All that extra cash sloshing around the economy making things more expensive wouldn’t be there if it was not for panicked politicians paying us to stay locked up, writes James Morrow.

Reserve Bank ‘risking financial stability’ by not acting earlier on inflation

Inflation is finally here – or at least official, as anyone who has watched the price of a half-kilo of supermarket mince creep towards ten dollars in recent months will tell you.

Since we are in an election season the obvious question is, who do we blame for it?

Prime Minister Scott Morrison is obviously copping the most heat for this, not all of it unjustified.

Despite claims by some to the contrary, it’s simply impossible to pump hundreds of billions of dollars of stimulus into the economy and not push prices higher eventually.

The more cash there is sloshing around competing to buy the same goods – whether loaves of bread or investment properties – the more cash it will take to buy any of those things.

Australia's annual inflation rate hit 5.1 per cent in the March quarter. Picture: Saeed Khan / AFP
Australia's annual inflation rate hit 5.1 per cent in the March quarter. Picture: Saeed Khan / AFP

Simple, as the Russian meerkats say.

Yet if the economics are easy, the politics are more complex.

Why was so much cash pumped into the economy?

Well, there things get more political.

Rising oil prices, fighting in Ukraine, supply chain crunches in China all play a part.

But it’s more than an even bet that anyone having a poke at the government over inflation also was a keen supporter both of Covid lockdowns and the printing of ever more money to pay for them.
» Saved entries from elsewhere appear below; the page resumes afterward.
PR #6731, opened 2020-07-21
Inner recipe overwrite parent variables

### LINKED ISSUE #6717: Recipes within recipes overwrite variables configuration
When running a recipe inside a recipe with the `Recipes` step the `variables` section / `_variablesMethodProvider` is overwritten with the values from the inner recipe.

Example
```
{
  "name": "CKEditorsample",
  "displayName": "CKEditor Sample",
  "description": "CKEditor Sample based on TheBlogTheme",
  "author": "ThisNetWorks",
  "website": "https://github.com/ThisNetWorks",
  "version": "1",
  "issetuprecipe": true,
  "categories": [ "default" ],
  "tags": [ "blog" ],  
  "variables": {
    "ckeditorSampleContentItemId": "[js:uuid()]"      <----- this variable is overwritten by the variables section in the blog recipe
  },
  "steps": [
     {
      "name": "Recipes",
      "Values": [
        {
          "ExecutionId" : "",
          "Name" : "Blog"                <----- this recipe has a variables section and overwrites the variablesmethodprovider
        }
      ]
     },
    {
      "name": "Feature",
      "enable": [
        "ThisNetWorks.OrchardCore.CKEditor"
      ],
      "disable": [
      ]
    }
  ]
}
```

This happens because the `IRecipeExecutor` is a Singleton, and assigns the `variableMethodsProvider` to a private variable as it reads the `recipe.json`, so on the second recipe run it overwrites the value.

This should be easy to fix, probably with a dictionary wrapping the `variablesMethodsProviders` for each recipe, keyed to the execution id, which is always a new guid.

Hmm, does it need to be concurrent? 

@jtkech you are fixing some recipe issues at the moment, but I think this is unrelated / a different issue.

jtkech:
Fixes #6717 and refactoring

- Fixes the related issue by holding in a dictionary additional method providers per recipe executionId. @deanmarcussen i made the recipe executor transient, not to fix the issue but to be thread safe even if we use here a simple dictionary.

- Here the singularity is that the recipe executor creates a new scope on each step that may be based on a new shell / container, e.g. after updating the features, so resolving a service in a given step scope, even it is a tenant singleton, may return another instance (including the recipe executor itself if you try it).

    That's why we need to resolve the script manager in each step scope, and we need that the recipe executor only injects e.g. app level transients / singletons as the shell host, that's okay for the shell settings that stays the same as a recipe is not intended to reload it, only externally after its execution e.g. at the end of a setup.

- But **i'm not sure that the injection and the usage of the `IRecipeEventHandler` are good**, they would need to be app level transients / singletons. Maybe at least tenant level transients / singletons, and then okay for the event at the beginning but they would need to be part of the setup features. But at the end of a recipe, maybe better to be resolved in a new scope that may be based on a new shell, as we do at the end of a setup for the `ISetupEventHandler`.

    They also have step events called for each step, here maybe better to resolve them in each step scope. Notice that here they were called each time we call a scoped `IRecipeStepHandler`, fixed here by calling them outside the related loop. **So i'm tempted to remove them, we have no concrete implementations and i think there are not used or very rarely**.

- In the recipes admin controller, we now release the tenant after a recipe execution, e.g if they have changed some site settings that needs to release the tenant so that it will be rebuilt. If features have changed it is automatically done through the shell descriptor manager, at the end of a setup it is done somewhere when updating shell settings.

Need more thinkings about the need / usage of `IRecipeEventHandler` (not `IRecipeStepHandler`), but @deanmarcussen as it is already done, when you will have time can you try it to check if it fixes the usage of your inner recipe.

**Update**: That said there is still an unit test that is failing, will see tomorrow

### DIFF
--- a/test/OrchardCore.Tests/Apis/ContentManagement/DeploymentPlans/BlogPostValidateDeploymentPlanTests.cs
+++ b/test/OrchardCore.Tests/Apis/ContentManagement/DeploymentPlans/BlogPostValidateDeploymentPlanTests.cs
@@ -46,17 +46,15 @@ namespace OrchardCore.Tests.Apis.ContentManagement.DeploymentPlans
                 Assert.Throws<HttpRequestException>(() => response.EnsureSuccessStatusCode());
 
                 // Confirm creation of both content items was cancelled.
-                using (var shellScope = await BlogPostDeploymentContext.ShellHost.GetScopeAsync(context.TenantName))
+                var shellScope = await BlogPostDeploymentContext.ShellHost.GetScopeAsync(context.TenantName);
+                await shellScope.UsingAsync(async scope =>
                 {
-                    await shellScope.UsingAsync(async scope =>
-                    {
-                        var session = scope.ServiceProvider.GetRequiredService<ISession>();
-                        var blogPosts = await session.Query<ContentItem, ContentItemIndex>(x =>
-                            x.ContentType == "BlogPost").ListAsync();
+                    var session = scope.ServiceProvider.GetRequiredService<ISession>();
+                    var blogPosts = await session.Query<ContentItem, ContentItemIndex>(x =>
+                        x.ContentType == "BlogPost").ListAsync();
 
-                        Assert.Single(blogPosts);
-                    });
-                }
+                    Assert.Single(blogPosts);
+                });
             }
         }
     }
--- a/src/OrchardCore.Modules/OrchardCore.Recipes/Controllers/AdminController.cs
+++ b/src/OrchardCore.Modules/OrchardCore.Recipes/Controllers/AdminController.cs
@@ -19,6 +19,7 @@ namespace OrchardCore.Recipes.Controllers
 {
     public class AdminController : Controller
     {
+        private readonly IShellHost _shellHost;
         private readonly ShellSettings _shellSettings;
         private readonly IExtensionManager _extensionManager;
         private readonly IAuthorizationService _authorizationService;
@@ -29,6 +30,7 @@ namespace OrchardCore.Recipes.Controllers
         private readonly IHtmlLocalizer H;
 
         public AdminController(
+            IShellHost shellHost,
             ShellSettings shellSettings,
             ISiteService siteService,
             IExtensionManager extensionManager,
@@ -38,6 +40,7 @@ namespace OrchardCore.Recipes.Controllers
             IRecipeExecutor recipeExecutor,
             INotifier notifier)
         {
+            _shellHost = shellHost;
             _shellSettings = shellSettings;
             _siteService = siteService;
             _recipeExecutor = recipeExecutor;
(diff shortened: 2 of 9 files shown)


deanmarcussen:
@jtkech tried, and it fixes the inner recipe issue.

Was thinking about thread safety as well when I suggested a transient here, but I see the dilemma with the `IRecipeEventHandler` 

Need more thinking :)

jtkech:
> @jtkech tried, and it fixes the inner recipe issue.

Okay cool

I fixed an unit test that was expecting an exception that was no more thrown because i was using our `InvokeAsync()` extension in place of a foreach loop.

I kept the `IRecipeEventHandler` as is to not break anything, but knowing that, as they are used, they would need to be e.g. app level singletons, not tenant level singletons, otherwise they may be used in a shell container they don't belong.

deanmarcussen:
> I kept the `IRecipeEventHandler` as is to not break anything, but knowing that, as they are used, they would need to be e.g. app level singletons, not tenant level singletons, otherwise they may be used in a shell container they don't belong.

Cool, probably for the best, someone will be using them.

How about a comment on their interface that they must be registered as app level singletons?

(if not for someone else, just for us, to remember / know next time)

test/OrchardCore.Tests/Apis/ContentManagement/DeploymentPlans/BlogPostValidateDeploymentPlanTests.cs
```diff
@@ -46,17 +46,15 @@ public async Task ShouldFailWhenAutoroutePathIsNotUnique()
                 Assert.Throws<HttpRequestException>(() => response.EnsureSuccessStatusCode());
 
                 // Confirm creation of both content items was cancelled.
-                using (var shellScope = await BlogPostDeploymentContext.ShellHost.GetScopeAsync(context.TenantName))
+                var shellScope = await BlogPostDeploymentContext.ShellHost.GetScopeAsync(context.TenantName);
```
deanmarcussen, line 49: Interesting @jtkech was this my bad usage of `shellScope` by wrapping it in a using block (it shouldn't have one?)

jtkech: @deanmarcussen You don't need it as `UsingAsync()` will do more and at the end will also dispose the scope asynchronously, but it would have no impact to use an using block, it would just try to dispose an already disposed scope.

        /// <summary>
        /// Execute a delegate using this shell scope.
        /// </summary>
        public async Task UsingAsync(Func<ShellScope, Task> execute)
        {
            if (Current == this)
            {
                await execute(Current);
                return;
            }

            using (this)
            {
                StartAsyncFlow();

                await ActivateShellAsync();

                await execute(this);

                await BeforeDisposeAsync();

                await DisposeAsync();
            }
        }

Issue #6548, opened 2020-06-30
Dynamic Cache Tag Helper conflicts with ASP.NET Core cache tag helper


deanmarcussen:
There is an issue with the dynamic cache tag helper, where by default it conflicts with the ASP.NET Core Tag Helper, and both are activated, meaning the inner content is built by the ASP.NET Core tag helper, stored in it's memory cache, and then passed of to the dynamic cache tag helper, which then stores it, in it's cache.

This is because they are both targeting the `cache` element, but it means the `cache-dependency` doesn't have a scope available in the scope manager, as it is being rendered by the ASP.NET Core cache.

Removing the ASP.Net Core one fixes the issue
@removeTagHelper Microsoft.AspNetCore.Mvc.TagHelpers.CacheTagHelper, Microsoft.AspNetCore.Mvc.TagHelpers

So we could either just update the docs to say you have to remove the ASP.NET Core tag helper, or consider renaming the tag helper `dynamic-cache` perhaps?

I think clarifying the name would be a bit breaking, but a better solution long term.

@jtkech was able to repro as well, opening this issue so we can triage it

Related pr which identified the issue https://github.com/OrchardCMS/OrchardCore/pull/6518

sebastienros:
New name

Two hard things, caching and naming

hishamco:
What if we prefix all Orchard Core TagHelper using `oc` to avoid such collision?

Skrypt:
I experienced this issue. Seems like the CacheTagHelper needs to be removed still in the _ViewImport file so that it doesn't collide with the default cache tag.

Also, a bit of documentation would help.

```C#
<dynamic-cache cache-id="dealers" expires-after="@TimeSpan.FromHours(1)">
    @foreach (var item in dealers)
    {
        <div>@item</div>
        <cache-dependency dependency="contentitemid:@item.ContentItemId"/>
    }
    <cache-dependency dependency="contentitemid:@item.ContentItemId"/>
<dynamic-cache>
```

PR #6737, opened 2020-07-21
Rename dynamic cache tag helper

deanmarcussen:
Fixes https://github.com/OrchardCMS/OrchardCore/issues/6548

### DIFF
--- a/src/OrchardCore.Modules/OrchardCore.DynamicCache/TagHelpers/DynamicCacheTagHelper.cs
+++ b/src/OrchardCore.Modules/OrchardCore.DynamicCache/TagHelpers/DynamicCacheTagHelper.cs
@@ -12,7 +12,7 @@ using OrchardCore.Environment.Cache;
 
 namespace OrchardCore.DynamicCache.TagHelpers
 {
-    [HtmlTargetElement("cache", Attributes = CacheIdAttributeName)]
+    [HtmlTargetElement("dynamic-cache", Attributes = CacheIdAttributeName)]
     public class DynamicCacheTagHelper : TagHelper
     {
         private const string CacheIdAttributeName = "cache-id";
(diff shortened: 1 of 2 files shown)


hishamco:
Still I see a value of using `oc` as TagHelper prefix that can be configured into `_ViewImports.cshtml` not as a part of TagHelper name, this will avoid the name conflict from Microsoft and other 3rd parties TagHelpers. But I will leave this open to the community to decide

jtkech:
@deanmarcussen 

Here the singularity is that the mvc `cache` tag helper can be selected only by its tag name without any attribute.

**So i suggest `distributed-cache`** because the mvc one needs a `name` attribute, and our one a `cache-id` attribute.

And also because our tag helper uses `IDistributedCache`.

deanmarcussen:
> **So i suggest `distributed-cache`** because the mvc one needs a `name` attribute, and our one a `cache-id` attribute.
> 
> And also because our tag helper uses `IDistributedCache`.

It's kinda wordy? But so is `<dynamic-cache>` But I'm not hearing any better offers from anyone...

@hishamco The idea is to not have to configure anything special in `_ViewImports` (because how will people know they have to - it's been three years of having this tag before we realised it conflicted). So I don't see how having to use a prefix fixes anything.

hishamco:
Three years!! that's too long ;) the tag prefix will not change the name, we can keep the tag name as it was, so no breaking changes. It just a token that can differentiate our tag helpers from other 3rd-party once and avoid us from thinking about new names whenever create a tag helper and AspNetCore has similar one. It is something like old WebForms controls: `asp:Button`, `asp:Label`, IMHO the prefix will add a value nothing else

deanmarcussen:
Maybe I am misunderstanding the prefix suggestion. 

It is something the user has to add to their `_ViewImports` file? so that taghelpers from a particular  assembly are prefixed?

So doesn't prevent the collision, just provides another way of managing them.

If I have misunderstood, show an example?

hishamco:
> It is something the user has to add to their _ViewImports file?

Exactly!!

> So doesn't prevent the collision

Why?!! if we prefix our tag helpers in all assemblies, no collision will happen, because we should write `oc:` first, then the VS intellisense will recognize them

jtkech (approved):

PR #9985, opened 2021-07-27
Not use a current culture when checking invalid autoroute path

aaronamm:
# Existing issue:
If you enable Localization module and set a default culture to non en-US culture, e.g. th-TH, you will get a validation error when trying to save a content item with an Autoroute part.

Here is the screenshot when trying to save a content item and a default culture is `th-TH`.

image

Note, you can switch to any culture by appending culture=<culture-name> query string to a current URL.

# Root cause
- This issue is from [AutoroutePartExtensions.ValidatePathFieldValue method](https://github.com/OrchardCMS/OrchardCore/blob/main/src/OrchardCore.Modules/OrchardCore.Autoroute/Models/AutoroutePartExtensions.cs#L17)
- Inside the method, there is a call of `autoroute.Path?.IndexOf("//")`  which returns 0 instead of -1 when a current culture is `th-TH`.
- According to the [MS document](https://docs.microsoft.com/en-us/dotnet/api/system.string.indexof?view=net-5.0#System_String_IndexOf_System_String_), `IndexOf(String)` search a word by using culture and case sensitive.
- Please check `IndexOf` test cases that I've made https://github.com/codesanook/codesanook-examples/blob/master/Codesanook.Examples.DotNet/Localization/LocalizationTest.cs#L24. 

# How this PR fixes
- Refer to [Recommendations for string usage
](https://docs.microsoft.com/en-us/dotnet/standard/base-types/best-practices-strings#recommendations-for-string-usage), we should use StringComparison.Ordinal or StringComparison.OrdinalIgnoreCase for the non-linguistic string search.
- There is no case in `a space` and `//`, so I pick `StringComparison.Ordinal` and to match IndexOf which is `case-sensitive`.

### DIFF
--- a/src/OrchardCore.Modules/OrchardCore.Autoroute/Models/AutoroutePartExtensions.cs
+++ b/src/OrchardCore.Modules/OrchardCore.Autoroute/Models/AutoroutePartExtensions.cs
@@ -18,8 +18,7 @@ namespace OrchardCore.Autoroute.Models
             if (HasInvalidCharacters(autoroute.Path))
             {
                 var invalidCharactersForMessage = string.Join(", ", AutoroutePart.InvalidCharactersForPath.Select(c => $"\"{c}\""));
-                const string errorMessage = "Please do not use any of the following characters in your permalink: {0}. No spaces, or consecutive slashes, are allowed (please use dashes or underscores instead).";
-                yield return new ValidationResult(S[errorMessage, invalidCharactersForMessage], new[] { nameof(autoroute.Path) });
+                yield return new ValidationResult(S["Please do not use any of the following characters in your permalink: {0}. No spaces, or consecutive slashes, are allowed (please use dashes or underscores instead).", invalidCharactersForMessage], new[] { nameof(autoroute.Path) });
             }
 
             if (autoroute.Path?.Length > AutoroutePart.MaxPathLength)
@@ -30,9 +29,21 @@ namespace OrchardCore.Autoroute.Models
 
         private static bool HasInvalidCharacters(string path)
         {
-            if (path?.IndexOfAny(AutoroutePart.InvalidCharactersForPath) > -1) return true; // IndexOfAny performs culture-insensitive search.
-            if (path?.IndexOf(' ', StringComparison.Ordinal) > -1) return true;
-            if (path?.IndexOf("//", StringComparison.Ordinal) > -1) return true;
+            // IndexOfAny performs culture-insensitive and case-sensitive search.
+            if (path?.IndexOfAny(AutoroutePart.InvalidCharactersForPath) > -1)
+            {
+                return true;
+            }
+
+            if (path?.IndexOf(' ', StringComparison.Ordinal) > -1)
+            {
+                return true;
+            }
+
+            if (path?.IndexOf("//", StringComparison.Ordinal) > -1)
+            {
+                return true;
+            }
 
             return false;
         }
--- a/src/OrchardCore.Modules/OrchardCore.Autoroute/Models/AutoroutePartExtensions.cs
+++ b/src/OrchardCore.Modules/OrchardCore.Autoroute/Models/AutoroutePartExtensions.cs
@@ -1,3 +1,4 @@
+using System;
 using System.Collections.Generic;
 using System.ComponentModel.DataAnnotations;
 using System.Linq;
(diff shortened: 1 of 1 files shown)


src/OrchardCore.Modules/OrchardCore.Autoroute/Models/AutoroutePartExtensions.cs
```diff
@@ -14,16 +15,26 @@ public static IEnumerable<ValidationResult> ValidatePathFieldValue(this Autorout
                 yield return new ValidationResult(S["Your permalink can't be set to the homepage, please use the homepage option instead."], new[] { nameof(autoroute.Path) });
             }
 
-            if (autoroute.Path?.IndexOfAny(AutoroutePart.InvalidCharactersForPath) > -1 || autoroute.Path?.IndexOf(' ') > -1 || autoroute.Path?.IndexOf("//") > -1)
+            if (HasInvalidCharacters(autoroute.Path))
             {
                 var invalidCharactersForMessage = string.Join(", ", AutoroutePart.InvalidCharactersForPath.Select(c => $"\"{c}\""));
-                yield return new ValidationResult(S["Please do not use any of the following characters in your permalink: {0}. No spaces, or consecutive slashes, are allowed (please use dashes or underscores instead).", invalidCharactersForMessage], new[] { nameof(autoroute.Path) });
+                const string errorMessage = "Please do not use any of the following characters in your permalink: {0}. No spaces, or consecutive slashes, are allowed (please use dashes or underscores instead).";
```
deanmarcussen, line 21: doing this means it will no longer be localized. please do that as it was before.

src/OrchardCore.Modules/OrchardCore.Autoroute/Models/AutoroutePartExtensions.cs
```diff
@@ -14,16 +15,26 @@ public static IEnumerable<ValidationResult> ValidatePathFieldValue(this Autorout
...
 
             if (autoroute.Path?.Length > AutoroutePart.MaxPathLength)
             {
                 yield return new ValidationResult(S["Your permalink is too long. The permalink can only be up to {0} characters.", AutoroutePart.MaxPathLength], new[] { nameof(autoroute.Path) });
             }
         }
+
+        private static bool HasInvalidCharacters(string path)
+        {
+            if (path?.IndexOfAny(AutoroutePart.InvalidCharactersForPath) > -1) return true; // IndexOfAny performs culture-insensitive search.
```
deanmarcussen, line 33:
```suggestion
            // IndexOfAny performs culture-insensitive search.
            if (path?.IndexOfAny(AutoroutePart.InvalidCharactersForPath) > -1) 
            {
                return true;
            }
```

src/OrchardCore.Modules/OrchardCore.Autoroute/Models/AutoroutePartExtensions.cs
```diff
@@ -14,16 +15,26 @@ public static IEnumerable<ValidationResult> ValidatePathFieldValue(this Autorout
...
+            if (path?.IndexOf(' ', StringComparison.Ordinal) > -1) return true;
+            if (path?.IndexOf("//", StringComparison.Ordinal) > -1) return true;
```
deanmarcussen, line 35: as above with the formatting thanks

deanmarcussen:
This would very much benefit from a unit test with the issue you have demonstrated

src/OrchardCore.Modules/OrchardCore.Autoroute/Models/AutoroutePartExtensions.cs
aaronamm: @deanmarcussen I pull this error message to a variable for better code formatting.
However, I think with this code `S[errorMessage, invalidCharactersForMessage]` it should be get translated as it was before.

Please correct me if I am wrong for this.

src/OrchardCore.Modules/OrchardCore.Autoroute/Models/AutoroutePartExtensions.cs
aaronamm: @deanmarcussen code for early exit I prefer to use if without a curry brace. 
If without a curry brace has some drawback but I think it is okay for this situation.
However, as your suggestion, I will change.

aaronamm:
@deanmarcussen Thanks for your prompt reply. I have a question for you if translation still works.
After you have answered the question, I will fix this PR from your feedback.
Thanks.

src/OrchardCore.Modules/OrchardCore.Autoroute/Models/AutoroutePartExtensions.cs
aaronamm: @deanmarcussen  Here is my test result with `th-TH` culture.
The translation still works.

image

Here is a content in th-TH.po.
```
msgid "Please do not use any of the following characters in your permalink: {0}. No spaces, or consecutive slashes, are allowed (please use dashes or underscores instead)."
msgstr "กรุณาอย่าใช้ตัวอักษรดังต่อไปนี้ใน permalink : {0}. ห้ามใส่ช่องว่าง, consecutive slashes (กรุณาใช้ dash หรือ underscores แทน)"
```

deanmarcussen: Please revert the change to the localization. It will not work as the poextractor relies on the string being provided in the S accessor.

aaronamm: @deanmarcussen I have already reverted the localization message, please check all changes to this PR.
https://github.com/OrchardCMS/OrchardCore/pull/9985/files

I think is ready to be merged.
Thank you so much.

PR #9994, opened 2021-07-29
Reduce allocations in CamelFriendly

lahma:
* Tested with agency and blog theme
* Using `ZString` instead of `new StringBuilder`
* Using "normal algorithm" which start from beginning and no need to shuffle data in array (insert vs append)
* Rider was complaining about duplicate reference `OrchardCore.Data.Abstraction` in `OrchardCore.Alias.csproj` so fixed that too

### DIFF
--- a/src/OrchardCore/OrchardCore.Mvc.Core/Utilities/StringExtensions.cs
+++ b/src/OrchardCore/OrchardCore.Mvc.Core/Utilities/StringExtensions.cs
@@ -21,11 +21,6 @@ namespace OrchardCore.Mvc.Utilities
                 return "";
             }
 
-            if (camel == "RawHtml")
-            {
-                return "Raw Html";
-            }
-
             using var sb = ZString.CreateStringBuilder();
             for (var i = 0; i < camel.Length; ++i)
             {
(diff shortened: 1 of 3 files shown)


src/OrchardCore/OrchardCore.Mvc.Core/Utilities/StringExtensions.cs
```diff
@@ -14,19 +15,26 @@ public static class StringExtensions
...
         public static string CamelFriendly(this string camel)
         {
+            // optimize common cases
             if (string.IsNullOrWhiteSpace(camel))
             {
                 return "";
             }
 
-            var sb = new StringBuilder(camel);
+            if (camel == "RawHtml")
```
sebastienros, line 24: Do you where this one is coming from exactly?

sebastienros: @deanmarcussen found it, it's from the Widget name that is included as a class in the default template. That's border-line. An mru cache would be better in that case since it's only because you used The Agency template apparently, and each site will have different common cases.

lahma: OK, I don't start the dance with MRU as it will need to have locking etc, so removed the special case and now always falls to building the string, should be quite good as ZString will use array pool anyway.

deanmarcussen (approved):

PR #10008, opened 2021-08-01
Sonar Integration

Jetski5822:


Skrypt:
Impossible that we are doing bad code right? 😉

Jetski5822:
HA - Get ready!

Jetski5822:
hmm, sonarcloud ups the build by about 30 minutes :/

Skrypt:
Should probably set as a Github workflow that we can trigger manually.

Skrypt:
Merge latest main branch here.

Jetski5822:
yeah maybe - it depends on how much we care about the build time...

Skrypt:
> yeah maybe - it depends on how much we care about the build time...

We care, it can't be that long. We switched to Github Actions because Appveyor was taking too long.
We sometimes need to actually debug the CI and waiting 40 minutes between builds will become a problem.

jptissot:
You can also have it setup on a cron schedule like this https://github.com/StatCan/StatCan.OrchardCore/blob/master/.github/workflows/codeql-analysis.yml#L11

Skrypt:
I actually preferred seeing actual bugs to fix.

Jetski5822:
ah - its because i changed the shallow depth

Jetski5822:
@Skrypt down to 22 minutes... I think the issue with the zero reported issues is that we havent analysed the main branch, so it has nothing to base anything off of

sebastienros:
image

To me it shows it doesn't work, right?

vg:
If you are trying to get the build time lower, how about using [Codacy](https://www.codacy.com) instead of Sonar. 
Codacy uses the same [Sonar c#](https://docs.codacy.com/getting-started/supported-languages-and-tools/) tool but runs in its own instance instead of using GitHub actions minutes.

Piedone:
Is this something you'd like to revisit any time soon @Jetski5822 or should we close?

I think a better approach is to add the Sonar analyzer package to the solution. That way, you can see violations (as warnings) locally too, with automatic fixes available. Then, the same analyzers would be used during CI builds too, but due to turning those warnings into errors, violations would also fail the build.

Also see https://github.com/OrchardCMS/OrchardCore/issues/7950 and https://github.com/OrchardCMS/OrchardCore/issues/12929.

Piedone:
Closing due to inactivity.

PR #10019, opened 2021-08-02
Expanded strongly typed example with update endpoint

brunoAltinet:
When trying to find good info about how updates work for a strongly typed part, this example would show up frequently but it hardly shows anything. I think this kind of an expansion gives some guidance on where to look when doing updates via code.

### DIFF
--- a/src/docs/reference/modules/ContentTypes/README.md
+++ b/src/docs/reference/modules/ContentTypes/README.md
@@ -192,6 +192,7 @@ public class ProductController : Controller
     [HttpPost("/api/product/{productId}/price/{price}")]
     public async Task<ContentValidateResult> UpdateProductPriceAsync(string productId, int price)
     {
+        //this call will only fetch published content item, which makes publishing after update redundant
         var product = _orchardHelper.GetContentItemByIdAsync(productId);
 
         if (product == null) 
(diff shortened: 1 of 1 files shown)


src/docs/reference/modules/ContentTypes/README.md
```diff
@@ -186,5 +188,26 @@ public class ProductController : Controller
...
+
+        var productPart = product.As<Product>();
+        productPart.Price.Value = price;
+        
+        product.Apply(productPart) //apply modified part to a content item
+        
+        await _contentManager.UpdateAsync(product); //update will fire handlers which could alter the content item.
+
+        //validation will cancel changes if product is not valid. It's fired after update since handlers could change the object.
+        return await _contentManager.ValidateAsync(product);
```
deanmarcussen, line 210: This probably needs a publishasync option shown as well, otherwise the item will be left in an unknown state

brunoAltinet: Looking at the code of DefaultContentManager, it basically calls save on _session and a bunch of handlers. So i think what it does it leaves the current state as is (published or draft). I think this is good enough for a sample. I can add a note about publishing though?

PR #10085, opened 2021-08-09
Fallback to the "Default" Picker Field Result Provider

### LINKED ISSUE #10084: Fallback to the "Default" Picker Field Result Provider
For the Content and User Picker fields, when you define a custom editor with a given name (and its related driver), you should also register a custom `IXxxPickerResultProvider` with the same name as the editor.

The problem is when you just want to have a custom editor / driver without changing the way that items are searched to populate the picker, so here I suggest to fallback to the default `IXxxPickerResultProvider` whose name is `Default`.

jtkech:
Fixes #10084 

For the Content and User Picker fields, when you define a custom editor with a given name (and its related driver), you should also register a custom `IXxxPickerResultProvider` with the same name as the editor.

The problem is when you just want to have a custom editor / driver without changing the way that items are searched to populate the picker, so here I suggest to fallback to the default `IXxxPickerResultProvider` whose name is `Default`.

### DIFF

Josh Frydenberg visits the Barton cafe in Hawthorn to talk about businesses after JobKeeper. Picture: NCA NewsWire/ David Crosling
Josh Frydenberg visits the Barton cafe in Hawthorn to talk about businesses after JobKeeper. Picture: NCA NewsWire/ David Crosling

The fact is that Australia’s money supply increased by more than 20 per cent during the pandemic, something that was cheered on by left and right.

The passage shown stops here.